Among the entries below, find each line with "relative" and show it.
(SUPPLIED RECORDS)
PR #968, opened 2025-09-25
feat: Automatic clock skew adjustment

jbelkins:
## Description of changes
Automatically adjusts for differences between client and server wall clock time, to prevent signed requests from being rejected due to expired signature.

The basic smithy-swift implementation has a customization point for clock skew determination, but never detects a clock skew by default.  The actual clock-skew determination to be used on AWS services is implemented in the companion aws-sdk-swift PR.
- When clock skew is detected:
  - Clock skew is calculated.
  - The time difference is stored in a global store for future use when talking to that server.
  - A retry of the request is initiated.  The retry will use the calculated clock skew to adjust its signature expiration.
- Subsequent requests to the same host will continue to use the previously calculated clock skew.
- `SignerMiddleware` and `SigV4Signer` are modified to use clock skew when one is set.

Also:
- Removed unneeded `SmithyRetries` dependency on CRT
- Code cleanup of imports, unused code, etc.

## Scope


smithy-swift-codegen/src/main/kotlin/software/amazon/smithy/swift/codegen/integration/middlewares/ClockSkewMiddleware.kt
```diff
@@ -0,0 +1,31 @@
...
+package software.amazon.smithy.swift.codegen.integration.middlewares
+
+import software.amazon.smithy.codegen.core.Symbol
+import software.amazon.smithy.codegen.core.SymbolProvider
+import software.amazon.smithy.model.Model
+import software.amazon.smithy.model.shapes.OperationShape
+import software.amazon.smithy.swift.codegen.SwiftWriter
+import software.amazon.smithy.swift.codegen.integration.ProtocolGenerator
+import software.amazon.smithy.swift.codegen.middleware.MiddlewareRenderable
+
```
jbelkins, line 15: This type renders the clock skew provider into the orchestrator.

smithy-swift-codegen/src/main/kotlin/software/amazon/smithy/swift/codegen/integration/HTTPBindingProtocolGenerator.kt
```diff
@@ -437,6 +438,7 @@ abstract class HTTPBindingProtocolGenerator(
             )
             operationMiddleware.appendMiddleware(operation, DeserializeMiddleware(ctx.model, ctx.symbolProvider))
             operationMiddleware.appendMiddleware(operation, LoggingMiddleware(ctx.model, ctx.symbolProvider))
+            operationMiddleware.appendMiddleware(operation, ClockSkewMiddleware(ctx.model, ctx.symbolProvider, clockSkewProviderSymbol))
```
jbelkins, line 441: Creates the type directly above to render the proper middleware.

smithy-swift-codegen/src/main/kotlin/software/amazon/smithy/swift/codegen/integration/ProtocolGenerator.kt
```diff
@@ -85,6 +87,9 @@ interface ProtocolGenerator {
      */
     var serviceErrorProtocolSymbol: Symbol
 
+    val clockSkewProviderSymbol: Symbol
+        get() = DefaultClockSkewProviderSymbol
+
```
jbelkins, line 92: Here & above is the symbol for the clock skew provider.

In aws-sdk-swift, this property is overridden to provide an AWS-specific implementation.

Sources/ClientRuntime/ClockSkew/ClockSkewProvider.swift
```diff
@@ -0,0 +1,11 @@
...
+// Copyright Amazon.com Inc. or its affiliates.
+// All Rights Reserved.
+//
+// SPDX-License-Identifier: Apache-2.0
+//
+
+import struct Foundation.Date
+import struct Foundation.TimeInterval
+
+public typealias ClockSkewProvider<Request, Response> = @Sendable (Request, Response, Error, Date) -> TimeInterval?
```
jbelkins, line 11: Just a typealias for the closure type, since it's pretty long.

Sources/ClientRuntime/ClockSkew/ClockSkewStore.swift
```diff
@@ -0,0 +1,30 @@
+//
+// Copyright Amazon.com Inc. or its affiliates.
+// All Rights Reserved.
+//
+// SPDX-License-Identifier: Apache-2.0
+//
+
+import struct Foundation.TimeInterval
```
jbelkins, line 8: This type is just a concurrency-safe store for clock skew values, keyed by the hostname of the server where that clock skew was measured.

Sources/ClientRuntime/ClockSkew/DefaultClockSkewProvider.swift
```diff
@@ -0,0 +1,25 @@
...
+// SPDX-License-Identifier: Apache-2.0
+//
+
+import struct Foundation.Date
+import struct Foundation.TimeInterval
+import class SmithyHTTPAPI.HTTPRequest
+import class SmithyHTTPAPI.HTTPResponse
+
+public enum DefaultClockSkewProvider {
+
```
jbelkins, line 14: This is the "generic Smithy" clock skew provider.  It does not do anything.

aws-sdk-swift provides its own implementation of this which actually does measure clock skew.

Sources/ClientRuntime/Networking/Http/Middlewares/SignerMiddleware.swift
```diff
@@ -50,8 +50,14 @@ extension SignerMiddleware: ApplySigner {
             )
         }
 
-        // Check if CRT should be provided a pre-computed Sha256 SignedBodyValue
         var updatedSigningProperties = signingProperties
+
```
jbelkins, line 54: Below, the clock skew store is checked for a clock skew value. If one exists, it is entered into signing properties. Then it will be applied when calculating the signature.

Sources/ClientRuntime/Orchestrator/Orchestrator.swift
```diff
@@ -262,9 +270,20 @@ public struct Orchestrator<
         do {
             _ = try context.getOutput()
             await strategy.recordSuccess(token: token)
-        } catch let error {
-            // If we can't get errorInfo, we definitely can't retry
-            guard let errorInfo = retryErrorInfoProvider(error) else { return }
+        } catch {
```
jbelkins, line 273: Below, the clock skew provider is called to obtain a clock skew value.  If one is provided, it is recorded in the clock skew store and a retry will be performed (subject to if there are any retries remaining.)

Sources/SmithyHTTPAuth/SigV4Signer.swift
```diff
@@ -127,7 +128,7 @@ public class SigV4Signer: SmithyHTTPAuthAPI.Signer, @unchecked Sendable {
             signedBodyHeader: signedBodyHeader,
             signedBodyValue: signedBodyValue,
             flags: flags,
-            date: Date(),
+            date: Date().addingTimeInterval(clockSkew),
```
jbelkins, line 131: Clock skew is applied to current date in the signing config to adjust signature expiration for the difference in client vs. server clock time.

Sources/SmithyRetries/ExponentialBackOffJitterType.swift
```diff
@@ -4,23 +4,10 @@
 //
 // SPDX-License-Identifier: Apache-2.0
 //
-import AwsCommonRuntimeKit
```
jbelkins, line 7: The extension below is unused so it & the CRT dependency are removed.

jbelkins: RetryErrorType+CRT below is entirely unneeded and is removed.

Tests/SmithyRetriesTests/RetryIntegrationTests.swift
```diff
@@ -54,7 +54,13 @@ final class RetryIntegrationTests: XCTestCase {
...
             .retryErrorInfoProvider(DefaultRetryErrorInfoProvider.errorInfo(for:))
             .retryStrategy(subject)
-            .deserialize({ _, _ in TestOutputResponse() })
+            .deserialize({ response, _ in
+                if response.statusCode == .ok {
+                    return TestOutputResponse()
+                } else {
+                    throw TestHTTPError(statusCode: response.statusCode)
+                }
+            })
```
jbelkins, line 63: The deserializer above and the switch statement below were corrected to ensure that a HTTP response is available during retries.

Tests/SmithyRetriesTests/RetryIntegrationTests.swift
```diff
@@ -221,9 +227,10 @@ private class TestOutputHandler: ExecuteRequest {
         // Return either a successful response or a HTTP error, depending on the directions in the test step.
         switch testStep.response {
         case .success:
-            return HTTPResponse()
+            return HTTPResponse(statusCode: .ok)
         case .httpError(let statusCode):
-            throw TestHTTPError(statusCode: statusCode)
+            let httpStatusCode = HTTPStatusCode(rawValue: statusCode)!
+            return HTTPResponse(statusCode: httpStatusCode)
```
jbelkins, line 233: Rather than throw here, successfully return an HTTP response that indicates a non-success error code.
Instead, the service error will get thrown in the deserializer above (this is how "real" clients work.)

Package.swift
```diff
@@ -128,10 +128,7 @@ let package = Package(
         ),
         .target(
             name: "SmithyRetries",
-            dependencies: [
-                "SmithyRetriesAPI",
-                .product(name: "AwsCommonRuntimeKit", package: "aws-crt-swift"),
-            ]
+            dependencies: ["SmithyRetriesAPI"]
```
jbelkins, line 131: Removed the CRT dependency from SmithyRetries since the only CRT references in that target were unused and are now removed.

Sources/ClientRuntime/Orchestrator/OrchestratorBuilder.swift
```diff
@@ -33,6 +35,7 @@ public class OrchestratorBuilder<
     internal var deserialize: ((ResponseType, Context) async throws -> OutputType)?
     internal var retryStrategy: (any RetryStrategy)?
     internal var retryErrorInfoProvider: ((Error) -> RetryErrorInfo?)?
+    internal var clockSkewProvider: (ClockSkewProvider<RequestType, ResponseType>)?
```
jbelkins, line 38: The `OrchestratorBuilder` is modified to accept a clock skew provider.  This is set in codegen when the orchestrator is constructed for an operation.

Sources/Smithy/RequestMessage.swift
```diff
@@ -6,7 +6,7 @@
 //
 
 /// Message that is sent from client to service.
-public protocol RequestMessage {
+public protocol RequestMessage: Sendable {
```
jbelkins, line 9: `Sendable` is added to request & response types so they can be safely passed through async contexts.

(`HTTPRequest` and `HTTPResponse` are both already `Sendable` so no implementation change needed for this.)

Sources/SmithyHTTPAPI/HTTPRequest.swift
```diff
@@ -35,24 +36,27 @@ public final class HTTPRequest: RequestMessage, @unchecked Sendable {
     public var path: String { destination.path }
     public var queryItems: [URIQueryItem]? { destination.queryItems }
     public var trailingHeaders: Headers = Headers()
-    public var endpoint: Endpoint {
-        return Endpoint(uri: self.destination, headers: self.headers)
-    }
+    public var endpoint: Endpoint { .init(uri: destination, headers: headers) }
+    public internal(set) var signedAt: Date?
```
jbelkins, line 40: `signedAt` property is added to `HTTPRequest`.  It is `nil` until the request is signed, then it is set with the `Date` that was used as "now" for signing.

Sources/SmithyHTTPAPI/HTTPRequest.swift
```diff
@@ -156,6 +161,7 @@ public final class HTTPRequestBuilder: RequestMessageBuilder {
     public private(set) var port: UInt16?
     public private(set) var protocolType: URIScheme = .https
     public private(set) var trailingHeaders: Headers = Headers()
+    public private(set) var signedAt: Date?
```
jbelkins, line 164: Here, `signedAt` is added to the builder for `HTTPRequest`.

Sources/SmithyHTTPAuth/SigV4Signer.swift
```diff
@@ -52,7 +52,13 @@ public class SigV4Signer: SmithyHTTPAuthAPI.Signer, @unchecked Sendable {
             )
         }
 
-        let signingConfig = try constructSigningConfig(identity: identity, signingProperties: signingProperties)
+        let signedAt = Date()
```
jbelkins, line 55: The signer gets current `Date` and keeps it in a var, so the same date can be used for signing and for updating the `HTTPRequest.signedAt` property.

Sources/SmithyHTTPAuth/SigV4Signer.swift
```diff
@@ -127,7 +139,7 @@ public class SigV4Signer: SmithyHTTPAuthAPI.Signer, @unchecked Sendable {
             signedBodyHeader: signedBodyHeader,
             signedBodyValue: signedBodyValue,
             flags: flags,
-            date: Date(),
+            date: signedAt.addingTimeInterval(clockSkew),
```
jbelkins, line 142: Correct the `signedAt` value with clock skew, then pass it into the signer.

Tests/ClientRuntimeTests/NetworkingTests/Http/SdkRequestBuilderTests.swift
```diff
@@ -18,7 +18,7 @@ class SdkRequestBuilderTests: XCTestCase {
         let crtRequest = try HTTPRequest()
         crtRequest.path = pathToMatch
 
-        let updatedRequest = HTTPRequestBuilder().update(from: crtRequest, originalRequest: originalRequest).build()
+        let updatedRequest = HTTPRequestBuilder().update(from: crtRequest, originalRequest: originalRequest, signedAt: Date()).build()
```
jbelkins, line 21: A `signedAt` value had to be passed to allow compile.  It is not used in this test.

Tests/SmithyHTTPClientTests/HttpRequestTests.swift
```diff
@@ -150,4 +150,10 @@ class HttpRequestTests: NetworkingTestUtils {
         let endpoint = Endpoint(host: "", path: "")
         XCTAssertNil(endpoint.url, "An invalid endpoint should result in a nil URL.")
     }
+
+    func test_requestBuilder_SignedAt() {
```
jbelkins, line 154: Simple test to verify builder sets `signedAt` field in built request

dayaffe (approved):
(End SUPPLIED RECORDS)
(SUPPLIED RECORDS)
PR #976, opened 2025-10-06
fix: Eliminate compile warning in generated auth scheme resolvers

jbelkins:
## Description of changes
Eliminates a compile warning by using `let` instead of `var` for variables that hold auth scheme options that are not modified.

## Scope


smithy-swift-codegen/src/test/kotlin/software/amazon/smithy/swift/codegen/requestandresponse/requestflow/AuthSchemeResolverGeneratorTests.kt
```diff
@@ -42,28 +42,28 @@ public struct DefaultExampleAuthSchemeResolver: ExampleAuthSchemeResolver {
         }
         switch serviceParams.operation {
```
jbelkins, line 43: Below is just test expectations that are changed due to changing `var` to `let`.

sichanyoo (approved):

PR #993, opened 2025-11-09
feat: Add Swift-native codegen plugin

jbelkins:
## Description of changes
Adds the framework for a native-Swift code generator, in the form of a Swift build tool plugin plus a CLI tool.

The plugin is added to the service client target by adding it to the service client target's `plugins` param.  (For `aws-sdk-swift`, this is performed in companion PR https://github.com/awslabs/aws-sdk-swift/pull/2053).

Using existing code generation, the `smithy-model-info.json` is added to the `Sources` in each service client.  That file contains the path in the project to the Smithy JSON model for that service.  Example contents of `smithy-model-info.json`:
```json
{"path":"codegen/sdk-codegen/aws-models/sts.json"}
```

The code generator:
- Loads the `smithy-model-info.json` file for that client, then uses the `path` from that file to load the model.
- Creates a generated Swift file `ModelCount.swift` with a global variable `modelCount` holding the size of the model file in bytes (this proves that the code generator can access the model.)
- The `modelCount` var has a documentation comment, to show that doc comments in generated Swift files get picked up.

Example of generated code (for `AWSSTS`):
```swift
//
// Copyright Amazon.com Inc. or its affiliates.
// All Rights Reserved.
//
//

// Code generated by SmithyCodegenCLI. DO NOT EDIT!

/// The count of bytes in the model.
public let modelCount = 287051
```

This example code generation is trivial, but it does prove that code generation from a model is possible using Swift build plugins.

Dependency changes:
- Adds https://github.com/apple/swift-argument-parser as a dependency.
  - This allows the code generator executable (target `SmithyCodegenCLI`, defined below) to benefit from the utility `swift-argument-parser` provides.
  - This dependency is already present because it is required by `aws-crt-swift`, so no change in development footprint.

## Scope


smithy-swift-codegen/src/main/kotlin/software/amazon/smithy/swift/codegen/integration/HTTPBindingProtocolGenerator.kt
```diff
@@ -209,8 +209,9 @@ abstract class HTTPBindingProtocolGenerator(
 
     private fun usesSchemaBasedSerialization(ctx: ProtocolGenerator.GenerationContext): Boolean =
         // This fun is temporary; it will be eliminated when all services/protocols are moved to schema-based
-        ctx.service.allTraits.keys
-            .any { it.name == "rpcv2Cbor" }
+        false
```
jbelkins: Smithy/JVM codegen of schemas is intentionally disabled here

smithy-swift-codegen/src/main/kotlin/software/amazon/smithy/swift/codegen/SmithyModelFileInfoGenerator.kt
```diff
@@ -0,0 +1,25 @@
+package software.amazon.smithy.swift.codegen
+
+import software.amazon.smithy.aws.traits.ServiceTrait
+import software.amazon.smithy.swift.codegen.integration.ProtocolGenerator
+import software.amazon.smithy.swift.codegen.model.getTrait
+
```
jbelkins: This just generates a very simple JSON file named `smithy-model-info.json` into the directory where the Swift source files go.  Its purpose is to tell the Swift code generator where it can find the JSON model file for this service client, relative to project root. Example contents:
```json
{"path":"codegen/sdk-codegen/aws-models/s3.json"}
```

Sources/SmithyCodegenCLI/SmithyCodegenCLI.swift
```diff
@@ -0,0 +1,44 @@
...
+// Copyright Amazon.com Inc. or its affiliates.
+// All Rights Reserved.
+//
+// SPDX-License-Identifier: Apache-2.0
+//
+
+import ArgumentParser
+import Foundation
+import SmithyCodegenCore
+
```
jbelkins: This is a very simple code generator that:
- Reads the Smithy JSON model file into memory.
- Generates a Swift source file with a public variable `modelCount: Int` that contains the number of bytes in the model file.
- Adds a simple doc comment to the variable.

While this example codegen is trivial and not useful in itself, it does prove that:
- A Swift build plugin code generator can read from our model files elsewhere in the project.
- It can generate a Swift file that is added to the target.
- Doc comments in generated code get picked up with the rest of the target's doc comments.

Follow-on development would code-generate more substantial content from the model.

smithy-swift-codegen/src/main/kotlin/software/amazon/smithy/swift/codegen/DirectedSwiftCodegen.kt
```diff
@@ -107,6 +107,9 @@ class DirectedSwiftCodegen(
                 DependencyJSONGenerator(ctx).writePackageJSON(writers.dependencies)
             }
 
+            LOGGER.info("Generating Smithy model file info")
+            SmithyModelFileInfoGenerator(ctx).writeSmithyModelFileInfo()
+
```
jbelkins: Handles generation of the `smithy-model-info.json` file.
(End SUPPLIED RECORDS)
(SUPPLIED RECORDS)
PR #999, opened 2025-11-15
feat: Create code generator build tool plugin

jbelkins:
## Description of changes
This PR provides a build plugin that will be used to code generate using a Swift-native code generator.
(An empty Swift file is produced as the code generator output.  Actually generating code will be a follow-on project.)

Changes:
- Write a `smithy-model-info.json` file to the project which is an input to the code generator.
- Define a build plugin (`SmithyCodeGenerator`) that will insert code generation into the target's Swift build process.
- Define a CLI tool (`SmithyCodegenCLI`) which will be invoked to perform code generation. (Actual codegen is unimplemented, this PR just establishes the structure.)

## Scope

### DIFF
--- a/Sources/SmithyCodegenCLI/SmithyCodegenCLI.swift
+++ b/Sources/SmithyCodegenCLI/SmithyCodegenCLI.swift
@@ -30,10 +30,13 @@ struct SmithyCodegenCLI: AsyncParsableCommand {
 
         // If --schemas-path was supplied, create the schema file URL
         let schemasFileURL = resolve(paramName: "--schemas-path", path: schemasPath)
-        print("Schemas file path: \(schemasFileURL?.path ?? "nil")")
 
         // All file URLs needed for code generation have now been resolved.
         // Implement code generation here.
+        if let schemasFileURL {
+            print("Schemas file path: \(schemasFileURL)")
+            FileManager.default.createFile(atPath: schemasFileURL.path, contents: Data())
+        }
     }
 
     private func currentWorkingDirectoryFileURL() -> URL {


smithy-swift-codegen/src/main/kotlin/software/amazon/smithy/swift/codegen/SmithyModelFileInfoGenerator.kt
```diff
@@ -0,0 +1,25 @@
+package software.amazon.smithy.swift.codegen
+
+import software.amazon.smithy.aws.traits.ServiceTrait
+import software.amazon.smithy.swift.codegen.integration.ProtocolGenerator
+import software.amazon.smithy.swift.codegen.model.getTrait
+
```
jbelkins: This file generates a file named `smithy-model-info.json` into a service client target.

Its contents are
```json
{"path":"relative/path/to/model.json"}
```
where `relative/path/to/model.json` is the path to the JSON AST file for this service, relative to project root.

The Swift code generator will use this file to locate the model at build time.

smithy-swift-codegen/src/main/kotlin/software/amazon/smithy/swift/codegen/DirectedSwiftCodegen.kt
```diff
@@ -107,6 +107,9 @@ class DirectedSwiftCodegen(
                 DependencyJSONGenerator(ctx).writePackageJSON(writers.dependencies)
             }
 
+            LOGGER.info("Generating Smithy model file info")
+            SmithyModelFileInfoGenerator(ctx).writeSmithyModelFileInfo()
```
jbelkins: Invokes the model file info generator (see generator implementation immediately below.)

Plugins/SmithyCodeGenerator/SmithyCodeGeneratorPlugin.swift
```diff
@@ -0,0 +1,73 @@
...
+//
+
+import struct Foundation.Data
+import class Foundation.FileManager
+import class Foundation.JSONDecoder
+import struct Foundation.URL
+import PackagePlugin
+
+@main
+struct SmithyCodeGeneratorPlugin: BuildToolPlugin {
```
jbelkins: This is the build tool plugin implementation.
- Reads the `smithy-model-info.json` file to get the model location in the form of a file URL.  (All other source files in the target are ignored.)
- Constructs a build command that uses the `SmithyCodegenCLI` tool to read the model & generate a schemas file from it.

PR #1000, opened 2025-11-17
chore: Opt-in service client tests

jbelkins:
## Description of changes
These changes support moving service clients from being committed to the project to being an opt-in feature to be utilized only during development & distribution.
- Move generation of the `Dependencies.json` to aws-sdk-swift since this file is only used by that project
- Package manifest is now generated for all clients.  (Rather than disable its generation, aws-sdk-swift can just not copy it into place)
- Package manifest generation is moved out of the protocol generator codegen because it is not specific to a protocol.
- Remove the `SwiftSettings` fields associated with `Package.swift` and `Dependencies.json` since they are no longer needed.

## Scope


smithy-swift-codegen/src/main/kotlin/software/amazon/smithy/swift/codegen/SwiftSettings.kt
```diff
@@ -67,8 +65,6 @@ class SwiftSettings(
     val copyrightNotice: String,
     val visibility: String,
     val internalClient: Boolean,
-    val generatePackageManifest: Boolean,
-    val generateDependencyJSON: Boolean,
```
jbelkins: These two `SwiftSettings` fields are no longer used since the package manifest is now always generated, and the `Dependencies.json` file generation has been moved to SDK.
(End SUPPLIED RECORDS)
◆ RESPONSE TO THE EXERCISE
jbelkins: This just generates a very simple JSON file named `smithy-model-info.json` into the directory where the Swift source files go.  Its purpose is to tell the Swift code generator where it can find the JSON model file for this service client, relative to project root. Example contents:
{"path":"relative/path/to/model.json"}
where `relative/path/to/model.json` is the path to the JSON AST file for this service, relative to project root.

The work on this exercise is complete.